PR #208, opened 2015-10-28
busybox update

kimrhh:


recipes/busybox/busybox-1.23.2/defconfig
```diff
@@ -134,7 +134,7 @@ CONFIG_FEATURE_SEAMLESS_GZ=y
 # CONFIG_DPKG_DEB is not set
 # CONFIG_FEATURE_DPKG_DEB_EXTRACT_ONLY is not set
 # CONFIG_GUNZIP is not set
-# CONFIG_GZIP is not set
+CONFIG_GZIP=y
```
esben: You need to drop this.  The gzip command is controlled by USE_busybox_gzip, which is default enabled by the way.  The above change breaks the USE flag.

kimrhh:
replaced by #215

PR #210, opened 2015-10-29
update openssh

kimrhh:


kimrhh:
nope, http://cvsweb.openbsd.org/cgi-bin/cvsweb/src/usr.bin/ssh/LICENCE?rev=1.19&content-type=text/x-cvsweb-markup , as you can see they use the term BSD-style in several places as well. I have used "foo-style" consistently for any license that is close to, but not really foo in the licence fixes series #201

esben:
I see that.  But I thought we agreed to follow SPDX for LICENSE specification.

In this case, it seems a bit difficult, with a long list of different licenses.  Not all of them being BSD style btw.

While it won't help being more precise or in compliance with SPDX, we could use "BSD" instead of "BSD-style".  I don't see what meaning the "-style" suffix adds, and even OpenEmbeded (which is kind of dedicated to SPDX) has labeled OpenSSH as LICENSE="BSD".

kimrhh:
we surely agree on using SPDX, but it is not possible when stuff is licensed as something not on the spdx list. In that case I see a number of choices:

1: write something like "BSD" which is not on the list, and also not correct , and quite misleading since it kind of indicates that it is a BSD licence (which it isn't, since then it would be on the list)
2: use a generic way of saying "this licence is similar to something, without being exactly that", that is what "-style" indicates. We could have chosen something else, but the important thing is that this can be used for any licence that is not on the list, but heavily inspired by a license on the list
3: use a package specific license identifier like "openssh", which is more like a lazy way of saying "go look this up yourself" 
4: perhaps indicate that this is not an spdx license with some identifier LICENSE="non-spdx:BSD-4-Clause-style"

I don't see how it matters what OE does, BSD is clearly wrong and misleading in this case, especially since no such license exist.

If there is more than BSD style licenses in the openssh list, then it is an error that it is not added to the LICENSE list, agreed. I would also say it would be better to say "BSD-4-Clause-style" or whatever it best matches instead of just BSD-style

kimrhh:
replaced by #251 , at least for upgrade. License fixup can be in seperate PR

PR #211, opened 2015-10-29
update gnutls and libtasn

kimrhh:


esben:
LGTM, but rebase seems to be needed now.

PR #212, opened 2015-10-31
netbase: Added interface file PROVIDES to allow distro overwrite

sknsean:
Signed-off-by: Sean Nyekjaer <sean@nyekjaer.dk>


esben:
There is no need for this.  Without this change, you can just provide netbase-interfaces from your distro, and arrange for it to be picked up instead of the default netbase-interfaces.  No need to come up with a different name for this.

sknsean:
Okay i See :+1:

PR #214, opened 2015-11-02
Fuse upgrade and packaging fixup

esben:


kimrhh:
heh, ok. Think we should in general try to say something about patch handling in the commits changing them. but that's new policy. Merging, thanks

PR #219, opened 2015-11-14
Mdns

moths:
Install and packaging fixes

### DIFF
--- a/recipes/mdnsd/mdns_544.oe
+++ b/recipes/mdnsd/mdns_544.oe
@@ -1,17 +1,24 @@
 DESCRIPTION = "Bonjour, also known as zero-configuration networking, enables automatic discovery of computers, devices, and services on IP networks."
 HOMEPAGE = "http://developer.apple.com/networking/bonjour/"
 
-#RPROVIDES_${PN} += "libdns_sd.so"
 RECIPE_TYPES = "machine"
 
 COMPATIBLE_HOST_ARCHS = ".*linux"
 
 inherit c make sysvinit
 
+inherit auto-package-libs
+AUTO_PACKAGE_LIBS = "dns_sd nss_mdns"
+
+inherit auto-package-utils
+AUTO_PACKAGE_UTILS = "mdnsd"
+
 SRC_URI = "http://opensource.apple.com/tarballs/mDNSResponder/mDNSResponder-${PV}.tar.gz \
            file://build.patch \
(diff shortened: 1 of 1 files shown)


recipes/mdnsd/mdns_544.oe
```diff
@@ -76,16 +82,9 @@ pkg_prerm_${PN} () {
...
-                    ${includedir}/dns_sd.h "
-
-FILES_${PN}-man += "${mandir}/man8/mdnsd.8 \
-                    ${mandir}/man5/nss_mdns.conf.5 \
-                    ${mandir}/man8/libnss_mdns.8"
-
-PACKAGES = "${PN} ${PN}-dev ${PN}-man ${PN}-dbg"
+FILES_${PN}-libnss-mdns-dev = ""
+FILES_${PN}-dev = ""
+FILES_${PN}-libnss-mdns += "${libdir}/libnss_mdns-0.2.so ${sysconfdir}/nss_mdns.conf"
```
kimrhh: why is it necessary to set these to empty? package order?

recipes/mdnsd/mdns_544.oe
```diff
@@ -76,16 +82,9 @@ pkg_prerm_${PN} () {
...
+FILES_${PN}-libdns-sd-dev = "${includedir}/dns_sd.h"
+FILES_${PN}-libdns-sd += "${libdir}/libdns_sd.so"
```
kimrhh: we usually put the symlink in the -dev package, and the versionen libs in the lib package. any specific reason for not doing the same here?

recipes/mdnsd/mdns_544.oe
moths: Not needed, will push updated without the two empty FILES_ removed

recipes/mdnsd/mdns_544.oe
moths: yes, the .so and .so.1 files do not contain version information as we normaly see with libraries made with e.g. libtool. Linking with -l results in a dependency on the .so file and not the .so.1. Therefore the .so is included in the ${PN}-libdns-sd package. It might be solved later with some manual libtool install(?) on the library or similar.

kimrhh:
could you please leave a comment in the recipe about the .so in -dev ? so we don't risk someone "fixing" it later ;)

PR #222, opened 2015-11-17
gdb: Fixup rdepends, so that "gdb" actually pulls in gdb

esben:


kimrhh:
we really need better ways to deal with the use case where a user just wants the "default" included.

merged, thanks

esben:
Enforcing a default QA failure on empty packages could help a few steps in the right direction...

PR #223, opened 2015-11-20
busybox: udhcpcd.conf in separate package, udhcpd-config

KimBoendergaard:
Will ease making customized BSP's

### DIFF
--- a/recipes/busybox/busybox.inc
+++ b/recipes/busybox/busybox.inc
@@ -73,6 +73,11 @@ do_compile_binfmt_flat_fixup() {
 
 require busybox-install.inc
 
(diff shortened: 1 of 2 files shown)


recipes/busybox/busybox.inc
```diff
@@ -73,6 +73,10 @@ do_compile_binfmt_flat_fixup() {
 
 require busybox-install.inc
 
+PACKAGES:<USE_busybox_udhcpd = "udhcpd-config "
```
kimrhh: looking at the rest of the file, this should be "${PN}-udhcpcd-config ", to be consistent

kimrhh:
merged, thanks

PR #224, opened 2015-12-01
makedevs: apply mode setting on directories

hundeboll:
The mode setting for directories in device table files were ignored in
add_new_directory(). Fix this by adding a call in chmod() in said
function.

### DIFF
--- a/recipes/makedevs/makedevs-1.0.0/makedevs.c
+++ b/recipes/makedevs/makedevs-1.0.0/makedevs.c
@@ -108,6 +108,7 @@ static void add_new_directory(char *name, char *path,
 {
 	mkdir(path, mode);
 	chown(path, uid, gid);
+	chmod(path, mode);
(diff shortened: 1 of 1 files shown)


esben:
Why/how was that ignored?  It (mode) is given to mkdir...

Is it caused by umask?

hundeboll:
from the linux kernel (fs/namei.c):
```
	if (!IS_POSIXACL(path.dentry->d_inode))
		mode &= ~current_umask();
```
So I guess your umask guess is correct...

kimrhh:
@esben ok to merge this then?

esben:
Yes.

In mkdir(2) man page, it reads

> The  argument  mode  specifies  the  mode  for  the  new directory (see
> stat(2)).  It is modified by the process's umask in the usual  way:  ...

Which in this case is probably not what we want, so yes, let's merge this.

PR #1957, opened 2021-11-14
Whitespace token modernization - [ef] lexers - regarding #1905

blu-base:
This PR is chunk of the effort (#1905) to insert the Whitespace token where ever it applies.

The lexer factor seems very inelegant from what i have seen...
I also skipped the foxpro lexer. That lexer needs much more work or more patience than I had today =)


Anteru:
Merged, once again, thanks a lot!

PR #1958, opened 2021-11-14
demo: Sort options in lexer select

not-my-profile:
Previously CSS+Django/Jinja, CSS+Ruby, and CSS+Genshi Text were all
before CSS because pygments.lexers.LEXERS contains the lexers ordered
alphabetically by their class name and CssDjangoLexer, CssErbLexer and
CssGenshiLexer come before CssLexer.

If users are however typing "CSS" while focusing the language select in
the demo, chances are that they actually want the base CSS lexer. The
same applies to HTML, JavaScript, XML, etc.


birkenfeld:
Thanks!

PR #1960, opened 2021-11-16
Add support for loading TrueType font files.

MarronEyes:
In the ImageFormatter class, we can load ttf fonts that already exists in the operating system.
However, the "font_name" argument does not accept a custom font (a filename or a file-like object containing a ttf font).
I hope that this pull request solves this problem.


birkenfeld:
I think this is a good feature to have, only two questions:

* how to handle different font styles? At the moment this is impossible.
* I think it's more idiomatic to check for `hasattr(obj, 'read')` to check for file-like objects, no?

MarronEyes:
- We can maybe ask the user to provide different styles of the font only if he wants to use a custom font.
- You are right. I will change it.

birkenfeld:
Thanks! Could you please update the documentation of the parameter (in the docstring of `ImageFormatter`)?

MarronEyes:
Yes, of course!
I also noticed that the "FreeTypeFont" font object can take multiple styles if the specified font is a variation font. (See https://pillow.readthedocs.io/en/stable/reference/ImageFont.html#PIL.ImageFont.FreeTypeFont.get_variation_names)
So we could associate each style (in the "fonts" dict) with its font object ?

MarronEyes:
I tested it and cannot instantiate new font objects with different styles because it throws an OSError.
The only solution I think is to use the "set_variation_by_name" method (https://pillow.readthedocs.io/en/stable/reference/ImageFont.html#PIL.ImageFont.FreeTypeFont.set_variation_by_name) to switch the style of the font, but it requires changing the code of the ImageFormatter class.

MarronEyes:
Sorry for the long inactivity, I wasn't available at the moment.
I added a get_style function to get the specified style of the font in get_font.
The code is tested and it works! The pr can be merged.

Anteru:
This also looks good to me, but there's no test for it (nor do I see how this can be tested easily.) @birkenfeld , @Jean-Abou-Samra , any concerns with that? I'm not super happy to merge code without tests but I don't see an easy way to test image based output.

pygments/formatters/img.py
```diff
@@ -219,14 +227,42 @@ def get_font(self, bold, oblique):
...
+        If not found, return the normal font.
+        """
+        font = self.fonts[style]
+        for style_name in STYLES[style]:
+            try:
+                font.set_variation_by_name(style_name)
+                return font
+            except ValueError:
+                pass
+            except OSError:
```
Jean-Abou-Samra, line 262: This indicates an invalid font, right? Shouldn't there be a warning or an error?

pygments/formatters/img.py
```diff
@@ -219,14 +227,42 @@ def get_font(self, bold, oblique):
...
+        Get the specified style of the font if it is a variable font.
+        If not found, return the normal font.
+        """
+        font = self.fonts[style]
+        for style_name in STYLES[style]:
+            try:
+                font.set_variation_by_name(style_name)
+                return font
+            except ValueError:
+                pass
```
Jean-Abou-Samra, line 261: What is this case for? I don't see `ValueError` mentioned at
https://pillow.readthedocs.io/en/stable/reference/ImageFont.html#PIL.ImageFont.FreeTypeFont.set_variation_by_name

pygments/formatters/img.py
```diff
@@ -254,6 +290,8 @@ class ImageFormatter(Formatter):
         The font name to be used as the base font from which others, such as
         bold and italic fonts will be generated.  This really should be a
         monospace font to look sane.
+        If a filename or a file-like object is specified, the user must
+        provide different styles of the font.
```
Jean-Abou-Samra, line 294: If I understand correctly, a typo in the file name will result in `font_name` being understood as the name of a font and not a path, and the errors will read 'No usable fonts named ...' or something like that depending on the system. Can we make it explicit rather than implicit and use a separate `font_path` parameter?

Jean-Abou-Samra:
> I'm not super happy to merge code without tests but I don't see an easy way to test image based output.

No, I don't see one either, especially that font stuff is so platform-dependent :( So I think it's OK if this doesn't have tests.

pygments/formatters/img.py
Anteru: Does it guarantee that no `ValueError` is raised? I'd guess some of the code could do that ... alternative would be to catch only `OSError` and pass in all other cases?

Anteru:
Merged for 2.16. Let's see if this works in the wild, thanks for the contribution!

Issue #1895, opened 2021-09-12
nasm: the ch of check highlights specially


Akuli:
![asm](https://user-images.githubusercontent.com/18505570/132998342-5bc9f49a-a697-492c-a32f-07afacacd9d5.png)

I'm new to assembly, but I'm pretty sure that the `ch` of `check_collision_main` is not supposed to be a separate token.

birkenfeld:
fixed by #1961

PR #1961, opened 2021-11-16
Asm lex bugfix #1895: register re check for boundary 

blu-base:
There were a few expressions left which did not check for word boundaries, which led to #1895.

This PR fixes these minor issues, and adds a snippet as shown in that issue.


birkenfeld:
Nice, thanks!

PR #1965, opened 2021-11-20
Add lexer for typeql

sitch:
Add lexer for typeql based on https://github.com/typedb-osi/typeql-plugin-vscode/blob/master/syntaxes/tql.tmLanguage.json


Anteru:
Thanks for preparing the PR. This is missing test files and has a few other issues.

PR #1967, opened 2021-11-21
Improve Brainfuck comment detection

Mango0x45:
In brainfuck, if you reach a loop using the '[' and ']' characters and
+ + +
The answer must be every line of the records above that holds the word "linux".

 COMPATIBLE_HOST_ARCHS = ".*linux"
from the linux kernel (fs/namei.c):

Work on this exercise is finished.